» **Activity**
Exactly as written, copy the lines of the data below from the first through the one containing "it's now obsolete".

Stored items:
──────────────────────────────

PR #1008, opened 2017-09-25
Support multiple independent kernels

### LINKED ISSUE #40: Multiple independent kernels

lgeiger:
This is a initial attempt at supporting multiple independent kernels.

**There are now three commands to start a new kernel:**
- "Start Local Kernel" (default when executing code in a new file)
- "Connect to Existing Kernel" (replaces "Switch Kernel")
- "Connect to Remote Kernel"

**Main Changes in this PR:**
- Kernels are indexed by file path
- By default a new ZMQ kernel is started when users runs code in a new file
- Users can connect multiple files to the same kernel via "Connect to Existing Kernel". This also supports remote kernels
- "Switch Kernel" command is removed since it's now obsolete
- "Select Kernel" command is renamed to "Start Local Kernel"
- New "Kernel Monitor" panel to manage all running kernels (open with "Toggle Kernel Monitor") :  
monitor

This should be ready for testing and review.

Fixes #40

### DIFF
--- a/lib/components/kernel-monitor.js
+++ b/lib/components/kernel-monitor.js
@@ -47,7 +47,13 @@ const MonitorSection = observer(({ store, kernels, group }: Props) => (
         .getFilesForKernel(kernel)
         .map(tildify)
         .join(", ");
-      return <Monitor kernel={kernel} files={files} key={files} />;
+      return (
+        <Monitor
+          kernel={kernel}
+          files={files}
+          key={kernel.displayName + files}
+        />
+      );
     })}
   </div>
 ));
--- a/lib/components/kernel-monitor.js
+++ b/lib/components/kernel-monitor.js
@@ -21,10 +21,19 @@ const Monitor = observer(({ kernel, files }: MonitorProps) => {
   };
 
   return (
-    <div>
-      <div>{kernel.displayName}</div>
-      <div>{files}</div>
-      <button className="btn icon icon-trashcan" onClick={destroy} />
+    <div style={{ padding: "5px 10px", display: "flex" }}>
+      <div style={{ flex: 1, whiteSpace: "nowrap" }}>{kernel.displayName}</div>
+      <div
+        style={{
+          padding: "0 10px",
+          textOverflow: "ellipsis",
+          overflow: "hidden",
+          whiteSpace: "nowrap"
+        }}
+      >
+        {files}
+      </div>
+      <div className="icon icon-trashcan" onClick={destroy} />
     </div>
   );
 });
@@ -44,12 +53,19 @@ const MonitorSection = observer(({ store, kernels, group }: Props) => (
 ));
 
 const KernelMonitor = observer(({ store }: { store: store }) => {
+  if (store.runningKernels.length === 0) {
+    return (
+      <ul className="background-message centered">
+        <li>No running kernels</li>
+      </ul>
+    );
+  }
   const grouped = _.groupBy(
     store.runningKernels,
     kernel => kernel.gatewayName || "Local"
   );
   return (
-    <div>
+    <div className="kernel-monitor">
       {_.map(grouped, (kernels, group) => (
         <MonitorSection
           store={store}
--- a/lib/components/kernel-monitor.js
+++ b/lib/components/kernel-monitor.js
@@ -1,0 +1,65 @@
+/* @flow */
+
+import React from "react";
+import { observer } from "mobx-react";
+import { observable } from "mobx";
+import _ from "lodash";
+import tildify from "tildify";
+
+import { KERNEL_MONITOR_URI } from "./../utils";
+
+const displayOrder = ["text/html", "text/markdown", "text/plain"];
+
+import typeof store from "../store";
+import Kernel from "../kernel";
+
+type MonitorProps = { kernel: Kernel, files: string };
+const Monitor = observer(({ kernel, files }: MonitorProps) => {
+  const destroy = () => {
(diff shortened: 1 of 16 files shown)


lib/store/index.js
```diff
@@ -3,29 +3,35 @@
...
-    return null;
+    if (!this.filePath) return null;
+    const kernel = this.kernelMapping.get(this.filePath);
+    if (!kernel || kernel instanceof Kernel) return kernel;
+    if (this.grammar) return kernel[this.grammar.name];
+  }
+
+  @computed
+  get filePath(): ?string {
+    return this.editor ? this.editor.getPath() : null;
```
BenRussert: We should add a way to handle file renames. If we dont, a rename will put a kernel in limbo.

There is an `onDidChangePath` subscription in the atom api. I think we could use that to call an action here similar to how the editor is updated.

lib/store/index.js
```diff
@@ -34,29 +40,74 @@ class Store {
...
+    } else {
+      this.kernelMapping.set(filePath, kernel);
+    }
+    const index = this.runningKernels.findIndex(k => k === kernel);
+    if (index === -1) {
+      this.runningKernels.push(kernel);
+    }
     // delete startingKernel since store.kernel now in place to prevent duplicate kernel
     this.startingKernels.delete(kernel.kernelSpec.display_name);
   }
```
BenRussert: After this is merged, I can come back and :fire: this `startingKernels` hack. Having a file identifier in the store as we do now is a much cleaner way to prevent the same editor from starting duplicate kernels.

lib/main.js
```diff
@@ -313,16 +321,22 @@ const Hydrogen = {
   },
 
   createResultBubble(editor: atom$TextEditor, code: string, row: number) {
-    if (!store.grammar) return;
+    const { grammar, filePath, kernel } = store;
+    if (!grammar || !filePath) return;
```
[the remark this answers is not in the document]
rgbkrk: > Did you consider using the editor id? This would handle filename changes as well.

As long as we also show the name of the file when it is named, so user's know which are which. I hate looking at a pile of UUIDs.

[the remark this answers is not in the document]
lgeiger: Interesting point, I never use Hydrogen with unsaved files since it requires me to manually set a grammar first.

Unfortunately the editor id changes when a editor tab is closed and reopened so it's not really suitable for out use case. 

> As long as we also show the name of the file when it is named, so user's know which are which. I hate looking at a pile of UUIDs.

👍 I agree.

lib/store/index.js
lgeiger: Good idea. We can use the editor id for unnamed files then, since it's unlikely that they are closed and re-opend.

> If we don't, a rename will put a kernel in limbo.

That's why we have the Kernel Monitor to handle manage all running kernels.

lgeiger: Unfortunately it's not as easy as I thought: `onDidChangePath` only calls back the new path, but we also need the old path in order to correctly change the kernel mapping.

@BenRussert Should we then still allow kernels for unsaved files?

lib/main.js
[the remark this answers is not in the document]
BenRussert: > As long as we also show the name of the file when it is named, so user's know which are which. I hate looking at a pile of UUIDs.

@rgbkrk Does this mean I can't count on you subscribing to my new podcast where I talk about all the hot new trending UUID's?

lib/store/index.js
```diff
@@ -34,29 +40,74 @@ class Store {
...
-      Config.getJson("languageMappings")[kernel.language] || kernel.language;
-    this.runningKernels.set(mappedLanguage, kernel);
+  newKernel(
+    kernel: Kernel,
+    filePath: string,
+    editor: atom$TextEditor,
+    grammar: atom$Grammar
+  ) {
+    if (isMultilanguageGrammar(editor.getGrammar())) {
+      this.kernelMapping.merge({ [filePath]: { [grammar.name]: kernel } });
```
BenRussert: I tested this out in a multi-kernel .md file and had some issues. `this.kernelMapping.merge` is overwriting the filename key instead of adding a grammar key (unless that is intended?).

lgeiger: Good catch! I reverted this change since `.merge()` doesn't recursively merge the object.

lib/components/kernel-monitor.js
```diff
@@ -0,0 +1,81 @@
...
+type Props = { store: store, kernels: Array<Kernel>, group: string };
+const MonitorSection = observer(({ store, kernels, group }: Props) => (
+  <div>
+    <header>{group}</header>
+    {kernels.map(kernel => {
+      const files = store
+        .getFilesForKernel(kernel)
+        .map(tildify)
+        .join(", ");
+      return <Monitor kernel={kernel} files={files} key={files} />;
```
BenRussert: Will the keys here always be unique? I'm thinking multi kernel files will cause dups.

lgeiger: Yeah you're right, thanks for this. I forgot about the case of multi-language files.

Fixed that.

BenRussert:
nice work!
thumbs up kid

──────────────────────────────

» **Expected answer**
PR #1008, opened 2017-09-25
Support multiple independent kernels

### LINKED ISSUE #40: Multiple independent kernels

lgeiger:
This is a initial attempt at supporting multiple independent kernels.

**There are now three commands to start a new kernel:**
- "Start Local Kernel" (default when executing code in a new file)
- "Connect to Existing Kernel" (replaces "Switch Kernel")
- "Connect to Remote Kernel"

**Main Changes in this PR:**
- Kernels are indexed by file path
- By default a new ZMQ kernel is started when users runs code in a new file
- Users can connect multiple files to the same kernel via "Connect to Existing Kernel". This also supports remote kernels
- "Switch Kernel" command is removed since it's now obsolete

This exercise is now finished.